Is it true that a map between ${\bf T1}$ topological spaces $f:X \to Y$ is surjective iff the induced geometric morphism $f:Sh(Y) \to Sh(X)$ is a surjection (i.e. its inverse image part $f^*$ is faithful)?
In "Sheaves in Geometry and Logic" a proof is given, but the the "if" part leaves me a bit unsatisfied (and, btw, the "only if" part holds for any topological space).
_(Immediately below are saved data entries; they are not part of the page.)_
PR #890, opened 2025-02-23
int8 quantization from aqt

blahBlahhhJ:
Waiting for https://github.com/stanford-crfm/haliax/pull/118

TODO: need to bump haliax version in levanter denpendency.


src/levanter/trainer.py
```diff
@@ -361,6 +361,7 @@ def init_state_and_model(model_init, training_key):
                 is_trainable=is_trainable,
                 mp=self.mp,
                 fp8=self.fp8,
+                int8=self.config.int8,
```
dlwh, line 364: it'd probably be better if we made a QuantizationConfig or something

src/levanter/trainer_state.py
```diff
@@ -110,6 +117,9 @@ def init(
         if fp8 is not None:
             model = fp8_linear_layers(model, fp8)
 
+        if int8:
+            model = int8_linear_layers(model)
```
dlwh, line 121: assert not both maybe, or let's just refactor out a common config

dlwh (approved):

PR #891, opened 2025-02-25
Gcs hf

ahmeda14960:
PR to allow directly loading hf models from hf, using initialize_from_hf=True just set `model_name_or_path` equal to a gcs hf path


dlwh (approved):

dlwh:
test failure isn't your fault. not sure what is going on

PR #893, opened 2025-02-26
Less contention in tokenization

dlwh:
Hopefully avoiding the $$$ we've seen tokenizing


tests/test_newdataset.py
```diff
@@ -37,14 +37,16 @@ async def test_list_async_dataset_appends_and_finalizes_correctly():
```
RohithKuditipudi, line 37: This test seems to be for a different issue (i.e., is shuffle working) than contention in tokenization?

RohithKuditipudi (approved):

tests/test_newdataset.py
dlwh: yeah sorry it snuck in. dont' care enough to fix it.

PR #897, opened 2025-02-27
viz: add ability to compare models, change the color map etc

dlwh:
Also adds tool tip showing argmax for each position, and attempts to escape/encode newlines, and multiple spaces so weird whitespace issues get picked up

Normal viz:

image

Diff viz:

image


Helw150 (approved):
LGTM!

Thanks in advance!
On
Here is some elucidation on Mac Lane and Moerdijk's proof.
"Suppose a point $y \in Y$ is not in the image of $f$." This makes $f^{-1}(Y - \{y\}) = f^{-1}(Y) = X$, since all points of $X$ are mapped into $Y - \{y\}$.
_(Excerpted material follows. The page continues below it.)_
PR #899, opened 2025-03-03
Add SFT mixture script

ahmeda14960:
Nice script that lets us run sft over mixture of datasets. We can also emulate epoching by setting all weights to 0 except for dataset of interesting and setting num_train_steps accordingly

"Since $Y$ is assumed to be $T_1$, $y$ is a closed point, so $Y - \{y\}$ is open." That's because all points are closed in $T_1$ spaces.
"Therefore $Y - \{y\} = Y$, since $f^{-1}$ is faithful." As @Zhen_Lin mentioned in the comments, we actually need the extra information that $f^{-1}$ is conservative to reach this conclusion, or at least that $f^{-1}$ is injective on subobject lattices, so you were right to be skeptical. While this is proved in Lemma VII.4.3 of the book using subobject classifiers, it is much easier to observe that faithful functors reflect monomorphisms and epimorphisms, and so the fact that $f^*$ is faithful and that a morphism in a topos is an isomorphism if and only if it is monic and epic implies that $f^*$ is conservative (and hence so is its restriction $f^{-1}$).
The strategy for an arbitrary space is to consider the stalks across all points, showing that for $\alpha,\beta:E \to F$ in $\mathrm{Sh}(Y)$ with $f^*(\alpha) = f^*(\beta)$ we have $\alpha_y = \beta_y$ for all points $y$ and hence $\alpha = \beta$, because everything is determined by the values on stalks. As you and they point out, holds for any space.
I think you want $Sh(Y) \rightarrow Sh(X)$ to be an injection not a surjection, otherwise take $Y = pt$, we're saying all the sheaves on everything are constant!
Let's consider sheaves of abelian groups, just to make faithfulness easier to think about.
Well, if $X \rightarrow Y$ is not surjective, take a skyscraper on a point not in image, it should pull back to zero. (this is where you use $T_0$, btw, to conclude all the stalks away from the point are 0).
If $X \rightarrow Y$ is surjective, then since the stalk of $f^* \mathcal{F}$ at $x$ is the stalk of $\mathcal{F}$ at $f(x)$, if $f^* \mathcal{F}$ is 0, all the stalks of $\mathcal{F}$ are 0 i.e. its zero.